The plane was an S-312 Tucano MK1 turbo-prop originally built by Brazilian aircraft maker, Embraer, and later produced under license in several other countries.
It’s unknown at the moment how Horner came to own the plane. The military version sells for just under $1 million, and no civilian versions were manufactured.
The planes were built with ejection seats to enable the pilot and instructor to escape in emergencies. It’s unknown whether Horner’s version was similarly equipped. Early indications are he went down with the plane, suggesting he may have suffered a medical emergency.
The plane was destroyed on impact and debris was spread across an acre of land in the Los Padres National Forest, according to the Ventura County Fire Department. The plane was engulfed in flames on impact.
James Horner’s Hollywood Music Legacy Star Trek II: The Wrath of Khan (1982)
48 Hrs. (1982)
Captain EO (1986)
An American Tale (1986)
The Land Before Time (1988)
Field of Dreams (1989)
The Rocketeer (1991)
Searching for Bobby Fisher (1993)
Legends of the Fall (1994)
Apollo 13 (1995)
How the Grinch Stole Christmas (2000)
The Perfect Storm (2000)
A Beautiful Mind (2001)
House of Sand and Fog (2003)
The Amazing Spider-Man (2012)
Sylvia Patrycja, Horner’s assistant, confirmed his death in a Facebook post.

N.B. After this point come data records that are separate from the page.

PR #7045, opened 2026-07-24
feat(coding-agent): expose output padding to custom renderers

### LINKED ISSUE #7044: Expose `outputPad` to custom message renderers

Add `outputPad` to `MessageRenderOptions`, so we can properly pad custom messages

### Why?

When I configure output pad = 0, the custom messages have no way to adjust:
Image

### How? (optional)

_No response_

xl0:
closes #7044


badlogic:
cheers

“We have lost an amazing person with a huge heart, and unbelievable talent,” she wrote. He died doing what he loved. Thank you for all your support and love and see you down the road.”
The 61-year-old composer, an avid flyer, owned several airplanes, according to his lawyer Jay Cooper.
Horner was one of Hollywood’s most prolific and distinguished composers. He won two Oscars for his work on the 1997 film “Titanic.” He scored the film and wrote “My Heart Will Go On,” the movie’s theme song. The soundtrack sold more than 27 million copies.
From his work on Titanic, Horner forged a relationship with Director James Cameron and later scored Cameron-directed films “Avatar” and “Aliens.”
He was scoring music for two upcoming “Avatar” sequels at the time of his death. Two upcoming films will feature his music, “Southpaw,” with Jake Gyllenhall and Rachel McAdams and “The 33,” about the 2010 Chilean mining disaster.
His experience as a pilot is unknown at the moment, but the plane he was flying is considered easy to handle, although it’s a complex craft that requires lots of maintenance. Some versions were used as combat aircraft.
The turbo-prop powered plane first flew in the 1980s and replaced Brazil’s fleet of American-manufactured T-37 trainers. It was distinguished by its bubble canopy, elevated second seat and rakish tail design.
The plane has gone through a number of design versions over the years, including the EMB-314 Super Tucano. It was designed to be used as a tactical light bomber. Brazil used it for border patrol and anti-drug trafficking.
The designation, S-312 Tucano MK1, on Horner’s plane indicates that it was built by the Short Brothers in Belfast, Northern Ireland under license. It was used primarily by the Royal Air Force (RAF).
The Tucano’s accident record with the RAF has been remarkable. Only seven aircraft have crashed in more than 20 years of operation, according to a web site that tracks airplane ejections.
Horner’s plane had to be at least 20 years old since manufacturing on his version ended in 1996.